The U.S. District Court for the Northern District of Alabama awarded summary judgment to AseraCare in a False Claims Act (FCA) case stemming from whistleblower allegations that AseraCare knowingly certified clinically ineligible patients as eligible for Medicare hospice benefits. The court found that when hospice certifying physicians and medical experts look at the same medical records and disagree about whether the medical records support hospice eligibility, the opinion of one medical expert alone is not sufficient to prove falsity as a matter of law.
The government alleged that AseraCare submitted false claims to Medicare by certifying patients as eligible for hospice benefits who did not have a prognosis of “a life expectancy of 6 months or less if the terminal illness runs its normal course.” Such certifications, known as Certificates of Terminal Illness, are based on the certifying physician’s clinical judgment. To prove falsity, the government relied on the testimony of its medical expert, Dr. Solomon Liao, and the patients’ medical records, which Dr. Liao contended did not support the patients’ prognoses.
Although the court initially denied AseraCare’s motion for summary judgment, the court sua spontereconsidered the motion after vacating a jury verdict in favor of the government upon finding that the court’s jury instructions were incorrect. Specifically, the district court determined that it should have instructed the jury that a mere difference of opinions among physicians, without more, is insufficient to show falsity under the FCA.
On reconsideration of AseraCare’s motion for summary judgment, the court determined that the government failed to point to any admissible evidence to prove falsity other than Dr. Liao’s opinion that the patients’ medical records at issue did not support certification for hospice services. Importantly, AseraCare’s medical experts opined that the information in the same patient medical records supported hospice eligibility. The court found that this difference in opinion among experts alone did not constitute falsity under the FCA. In support of its ruling, the court noted that CMS guidance emphasizes the importance of a physician’s clinical judgment in the hospice certification process. Thus, the court reasoned that allowing a mere difference of opinion among physicians to prove falsity “would totally eradicate the clinical judgment required of the certifying physicians.” The court further observed that the government had “backed itself into a corner regarding its proof of falsity” by representing to the court that the government did not intend to use the testimony of relators’ or the treating clinicians’ to prove falsity.

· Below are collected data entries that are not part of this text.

PR #4668, opened 2020-04-09
Fix log interpolation

Schmavery:
Fixes these two interpolation errors:
```
logproc interpolation error in File "src/lib/coda_networking/coda_networking.ml", line 1299, characters 65-72: bad interpolation for peer
logproc interpolation error in File "src/lib/verifier/prod.ml", line 192, characters 62-69: bad interpolation for stderr
```

P.S. I was thinking we could add a compile-time setting to the logger to make interpolation errors crash the program when encountered during CI. Could be nice since they can be pretty obtrusive to users.

### DIFF
--- a/src/lib/coda_networking/coda_networking.ml
+++ b/src/lib/coda_networking/coda_networking.ml
@@ -1299,7 +1299,9 @@ let glue_sync_ledger :
               Logger.info t.logger ~module_:__MODULE__ ~location:__LOC__
                 "Peer $peer didn't have enough information to answer \
                  ledger_hash query. See error for more details: $error"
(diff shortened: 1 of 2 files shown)


nholland94:
> I was thinking we could add a compile-time setting to the logger to make interpolation errors crash the program when encountered during CI.

Yes, I agree. Originally, I was planning to implement it in a ppx for logging (which never got worked on), but in hindsight, I realized that would be difficult with the the way metadata works (`Logger.extend`). We have the same concept of "crashing in dev builds, logging in production" for caching errors in the `Unprocessed_transition_cache`. We can just reuse that logic for this, maybe even combine the config vars into one.

PR #4670, opened 2020-04-09
Wallet: Move RunNode Step to the End

figitaki:
This PR changes the flow of onboarding to basically block the user at the `PostCustomSetup` and `InstallCoda` screens respectively until we are able to connect to the Daemon. Then we move the `RunNode` step to the end and change it to only check for the daemon to be fully sync'd.

**Note** Turns out I merged the `feature/custom-onboarding-2` branch into the wrong place so the first 7 commits have already been approved.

Instead, the government relied solely on the testimony of an expert who simply offered expert opinion based on the expert’s clinical judgment.
Because a difference of opinion between physicians and medical experts about which reasonable minds could differ was all the government presented to prove falsity of the claims for the patients at issue, the district court concluded that the falsity element could not be proven as a matter of law and, therefore, granted AseraCare’s motion for summary judgment.